>>>
PR #1952, opened 2020-08-20
Updates on subgroup check

ChihChengLiang:
### What was wrong?

Come across the pairing precompile and find these 2 issues.

1.  TODO error message on pairing.
2. Observed that the p1 subgroup check is missing.

I'm actually uncertain about the second issue and just keeping the diff there for better discussion.
I'm seeing conflict signs of whether to do that check.
- The fixture tests have [no case](https://github.com/ethereum/tests/pull/328) for the invalid p1 that's not in a subgroup.
- Go-ethereum [checks](https://github.com/ethereum/go-ethereum/blob/295693759e5ded05fec0b2fb39359965b60da785/core/vm/contracts.go#L848) the p1 in subgroup 

### How was it fixed?

1. Fix the wording of the error message.
2. Add a subgroup check for the p1.

#### Cute Animal Picture

image

### DIFF
--- a/eth/_utils/bn128.py
+++ b/eth/_utils/bn128.py
@@ -25,6 +25,8 @@ def validate_point(x: int, y: int) -> Tuple[bn128.FQ, bn128.FQ, bn128.FQ]:
         p1 = (FQ(x), FQ(y), FQ(1))
         if not bn128.is_on_curve(p1, bn128.b):
             raise ValidationError("Point is not on the curve")
+        if bn128.multiply(p1, bn128.curve_order)[-1] != FQ.zero():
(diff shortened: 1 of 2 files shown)


ChihChengLiang:
Sorry, I checked the go-Ethereum again they don't check subgroup in bn256. https://github.com/ethereum/go-ethereum/blob/9efc1a847e53b63847f6f95e0857b1a6300786eb/crypto/bn256/cloudflare/bn256.go#L298

sylvainpelissier:
For the first group you do not need subgroup check since the order of the curve is prime the group is the elliptic curve itself. Any point on the curve is in the group: https://hackmd.io/@jpw/bn254

Issue #1942, opened 2020-05-29
Remove linting error ignores


veox:
* py-evm Version: not yet applicable, true only if/when PR #1940 is merged
* OS: N/A
* Python Version (python --version): N/A
* Environment (relevant `diff` part for `setup.py` from linked PR):

``` diff
     'lint': [
-        "flake8==3.5.0",
-        "flake8-bugbear==18.8.0",
-        "mypy==0.701",
+        "flake8==3.8.2",
+        "flake8-bugbear==20.1.4",
+        "mypy==0.750",
     ],
```

### What is wrong?

The PR added some `ignore`s to `tox.ini`, it was previously empty:

```
12 ignore =
13     # E252 missing whitespace around parameter equals                                                               
14     # Already used too much in the codebase at the point of introduction.                                           
15     E252,
16     # W503 line break before binary operator                                                                        
17     # It's either this or W504 (line break _after_ binary operator), pick your poison.                              
18     # W503 gets enabled when E252 gets ignored, see:                                                                
19     # https://github.com/ethereum/py-evm/pull/1940#discussion_r432606845                                            
20     W503
```

It's quite a lot of lines to change (50? 150?..) in the current codebase, so I did the above instead. (Fiddling with styling shadows valuable `git` history...)

[PEP8's note](https://www.python.org/dev/peps/pep-0008/#other-recommendations) (use search):

> When combining an argument annotation with a default value, however, do use spaces around the = sign:
> ```
> # Correct:
> def munge(sep: AnyStr = None): ...
> def munge(input: AnyStr, sep: AnyStr = None, limit=1000): ...
> 
> # Wrong:
> def munge(input: AnyStr=None): ...
> def munge(input: AnyStr, limit = 1000): ...
> ```

We don't use spaces there, so `flake8` complains.

### How can it be fixed

Remove the `ignore` section, run `tox -e py3{6,7,8}-lint` and mass-replace `=` with `<space>=<space>` in functions where `flake8` complains.

Elnaril:
Hello @veox, Team,
I'm interested to address this issue if it's fine for you ?

PR #1964, opened 2020-11-19
Issue #1942 remove linting error ignores

Elnaril:
### What was wrong?
PR #1940 added the flake8 error code E252 to be ignored, which was a temporary solution to wait until all these errors were fixed in the codebase.

### How was it fixed?
 - E252 has been removed from the ignore section of flake8 in tox.ini
 - All errors raised by tox were fixed by adding a space around operators where missing

### To-Do

- [ ] Clean up commit history

#### Cute Animal Picture

### DIFF
--- a/tox.ini
+++ b/tox.ini
@@ -12,7 +12,7 @@ exclude=
 ignore =
     # W503 line break before binary operator
     # It's either this or W504 (line break _after_ binary operator), pick your poison.
-    # W503 gets enabled when E252 gets ignored, see:
+    # W503 gets enabled when any "ignore =" config is added (even the empty one), see:
     # https://github.com/ethereum/py-evm/pull/1940#discussion_r432606845
     W503
 
--- a/tox.ini
+++ b/tox.ini
@@ -10,9 +10,6 @@ envlist=
 max-line-length= 100
 exclude=
 ignore =
-    # E252 missing whitespace around parameter equals
-    # Already used too much in the codebase at the point of introduction.
-    E252,
     # W503 line break before binary operator
     # It's either this or W504 (line break _after_ binary operator), pick your poison.
     # W503 gets enabled when E252 gets ignored, see:
--- a/eth/_utils/datatypes.py
+++ b/eth/_utils/datatypes.py
@@ -72,7 +72,7 @@ class Configurable(ConfigurableAPI):
     """
     @classmethod
     def configure(cls: Type[T],
-                  __name__: str=None,
+                  __name__: str = None,
                   **overrides: Any) -> Type[T]:
 
         if __name__ is None:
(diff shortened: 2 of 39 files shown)


Elnaril:
Hello @pipermerriam , @carver , @cburgdorf , @gsalgado  , I'm not sure who I should ask for a review so I picked up the top 4 contributors ! :sweat_smile: :smile:  Would it be possible to have this PR reviewed ? :pray:

tox.ini
```diff
@@ -10,9 +10,6 @@ envlist=
 max-line-length= 100
 exclude=
 ignore =
-    # E252 missing whitespace around parameter equals
-    # Already used too much in the codebase at the point of introduction.
-    E252,
     # W503 line break before binary operator
     # It's either this or W504 (line break _after_ binary operator), pick your poison.
     # W503 gets enabled when E252 gets ignored, see:
```
carver, line 15: W503 was only here because of E252, so we can actually delete the W503 ignore now, also.

carver (approved):
Yup, looks great, thanks for the contribution!

Would you mind stripping out the W503 also? While you're working on that, it seems that the two commits can be squashed too. But if you prefer, I'm happy to squash-merge it for you after the W503 change.

Elnaril:
@carver  thanks for the review ! :-)

> W503 was only here because of E252, so we can actually delete the W503 ignore now, also.

Actually I tried it but I'm not sure that's possible because when I comment out this flag:
image

flake8 gets grumpy:
image

and if I add the line break after the operator, from:
image

to:
image

I get the W504:
image

carver:
Interesting! I wonder if the commented out lines look to flake8 like an empty list that overrides the default list, which causes the same problem as adding E252. Anyway, no need to hunt that down right now. I'll just squash-merge unless you prefer to squash it yourself.

Elnaril:
Yep, I agree the behaviour seems weird ...

> I'll just squash-merge unless you prefer to squash it yourself.

That's all good to me if you do it, thanks ! :-)

Elnaril:
Actually, you're may be right about the comment (or empty include) confusing flake8:

with that:

image

the linting is ok:
image

but with that:
image

the errors are back ...

Elnaril:
Shall I remove the `include=` and commit ?

carver:
Hm, seems like that confusing error will just come back the next time someone wants to include an exception.

carver:
Maybe change the comment like:
```diff
- W503 gets enabled when E252 gets ignored, see:
+ W503 gets enabled when any "ignore =" config is added (even the empty one), see:
```
and then I'll squash-merge.

Elnaril:
Change is done

PR #1967, opened 2021-01-27
Benchmarks: Mine transactions in a batch to show real import speed

carver:
### What was wrong?

Benchmarks were showing up as really slow (300 kgas/sec for simple value transfer, 3.3 Mgas/sec for ERC20 transfer).

### How was it fixed?

The mining chain was significantly slowed down, by doing a bunch of state work in between each transaction (storing all the state to disk, etc). By batching all the transactions together before sealing the block, we see significant speedups. (7 Mgas/sec for simple value transfer, 5.5 Mgas/sec for ERC20 transfer)

Overall, the benchmark run dropped from 3m1s to 1m43s, and that's with doubling the number of simple value transfers and running 5x as many ERC20 transactions.

### To-Do

- [x] Clean up commit history

#### Cute Animal Picture

### DIFF
--- a/eth/chains/base.py
+++ b/eth/chains/base.py
@@ -44,6 +44,7 @@ from eth.abc import (
     AtomicDatabaseAPI,
     BlockHeaderAPI,
     BlockImportResult,
+    BlockPersistResult,
     ChainAPI,
     ChainDatabaseAPI,
     ConsensusContextAPI,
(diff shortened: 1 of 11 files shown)


eth/chains/base.py
```diff
@@ -667,11 +667,72 @@ def import_block(self,
...
+
+        new_header, receipts, computations = vm.apply_all_transactions(transactions, base_header)
+        filled_block = vm.set_block_transactions(vm.get_block(), new_header, transactions, receipts)
+
+        block_result = vm.mine_block(filled_block, *args, **kwargs)
+        imported_block = block_result.block
+
+        self.validate_block(imported_block)
+
+        # TODO: extract to _import_validated_block (and push to parent class)
```
cburgdorf, line 693: Just double checking if the comment was deliberately left here or if you wanted to address this / file an issue.

cburgdorf (approved):
LGTM. Great to see the benchmarks are getting some new attention :)

eth/chains/base.py
carver: Cool, yeah, resolved.

PR #1979, opened 2021-02-25
Fix uncle timestamp check against its parent

carver:
### What was wrong?

The uncle header may not have the same timestamp as its parent. I ignored the test at first due to https://github.com/ethereum/tests/issues/787 - but it turns out the test is correct.

### How was it fixed?

Update the inequality, and stop ignoring the valid test.
### To-Do

- [x] Clean up commit history

#### Cute Animal Picture


pipermerriam (approved):
huzzah!

Issue #1974, opened 2021-02-24
State access gas cost changes: EIP-2929 for Berlin


carver:
Implement https://eips.ethereum.org/EIPS/eip-2929 for Berlin

PR #1980, opened 2021-03-03
EIP 2930 Transaction access lists

### LINKED ISSUE #1975: State access lists in transactions: EIP-2930 for Berlin
Implement https://eips.ethereum.org/EIPS/eip-2930 for Berlin

Depends on #1973 and #1974

carver:
### What was wrong?

We need to handle transactions and receipts that have access lists: #1975 

But we can't finish ^ until access list is handled during transaction execution. (via #1974 )

### How was it fixed?

Reworked how encoding works across the codebase. Transactions are responsible for encoding themselves now (can't just call `rlp.encode(txn)` because the new typed transactions are not valid RLP). Have to handle different kinds of transactions, like we handle different kinds of receipts. So we have to thread through a new Receipt Encoder, like the Transaction Builder.

Additionally, we have to use the transaction class to build the receipt, because each receipt within a given VM can be different, depending on the transaction.

Also reworked how signatures work, so that every transaction is responsible for returning the `y_parity`, whether it's encoded with the `v_offset` or the `chain_id` or simply a stand-alone field in the new access-list transactions. This makes handling signatures a lot simpler in several cases, without any obvious loss.

There's a little bit of *magic* that I'm not sure if we can/want to get rid of. Depending on the context, the new access list transactions are encoded differently:
- If listed in an rlp list like sent with a block body over devp2p, then it is encoded as an RLP bytestring (which prepends the bytestring length)
- When adding to the trie to calculate the transaction (or receipt) root, then it is encoded as explicitly invalid RLP, with a `\x01` byte as the first byte.

This is done by using `serialize`/`deserialize` to handle the RLP contexts (which further wraps the transaction in a bytestring), and using the new `encode`/`decode` when coding to (intentionally) invalid RLP. This means that the new `TypedTransaction` objects *can* be a field within an `rlp.Serializable` class, like `CountableList(TypedTransaction)`. They will just be forced into the rlp-wrapped bytestring. Everywhere else, we need to use `encode`/`decode` instead.

#### From the commit body

- Adds in the new intrinsic gas cost of access-list entries for a 
transaction.
- Adds two layers of transactions: a TypedTransaction envelope, and the
inner AccessListTransaction which does the bulk of the work. 
- Add a new TypedReceipt to wrap around the legacy Receipt.
- Refactor base transaction classes for reusability without presuming 
RLP serialization.
- Refactor transactions to expose y_parity, now calculated as a 
derivation of legacy v values, or directly available on type-1 
transactions. 
- Expose values that weren't historically on transactions, like:
  - chain_id, which defaults to None
  - access_list, which defaults to an empty list 
- Drop assumed access to transaction.v -- v means too many different
things in different contexts.
- Drop Transaction.from_base_transaction(), preferring
TransactionBuilder.deserialize() instead.
- Add a couple manually-written tests, since the EIP seems to be missing 
them, and ethereum/tests is too hard to test feature by feature.
- Test transactions and receipts as stored in tries used to calculate 
roots used in block headers. 

### To-Do

- [x] Decode receipts
- [x] Rename `v_parity` -> `y_parity` for consistency with EIP (and EC signatures?)
- [x] Tests that include blocks saved with new transactions & receipts
- [x] Rename `ReceiptBuilderAPI` to `ReceiptDecoderAPI`
- [x] Rename `TransactionCodecAPI` to `TransactionDecoderAPI`
- [x] ~Add access lists to computation at beginning~ (Save for follow-up PR)
- [x] Clean up commit history

#### Cute Animal Picture


eth/db/chain.py
```diff
@@ -335,13 +333,13 @@ def _get_block_transaction_hashes(
     @to_tuple
     def get_receipts(self,
                      header: BlockHeaderAPI,
-                     receipt_class: Type[ReceiptAPI]) -> Iterable[ReceiptAPI]:
+                     receipt_builder: Type[ReceiptBuilderAPI]) -> Iterable[ReceiptAPI]:
```
carver, line 336:
```suggestion
                     receipt_builder: Type[ReceiptDecoderAPI]) -> Iterable[ReceiptAPI]:
```

eth/vm/forks/berlin/transactions.py
```diff
@@ -56,24 +357,20 @@ class BerlinTransactionBuilder(TransactionBuilderAPI):
...
+    def decode(cls, encoded: bytes) -> SignedTransactionAPI:
         if len(encoded) == 0:
-            raise DeserializationError(
-                "Encoded transaction was empty, which makes it invalid",
-                encoded,
-            )
+            raise ValidationError("Encoded transaction was empty, which makes it invalid")
 
+        type_id = to_int(encoded[0])
+        if type_id in range(0, 0x80):
```
carver, line 365:
```suggestion
        if type_id in VALID_TRANSACTION_TYPES:
```

carver:
@marcgarreau ready for any last comments

marcgarreau (approved):
Thanks for the walkthrough! I'm comfortable as is.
<<<
● WORK ITEM
For every line above that holds the word "many", report the whole line.

● FINISHED EXERCISE
Overall, the benchmark run dropped from 3m1s to 1m43s, and that's with doubling the number of simple value transfers and running 5x as many ERC20 transactions.
- Drop assumed access to transaction.v -- v means too many different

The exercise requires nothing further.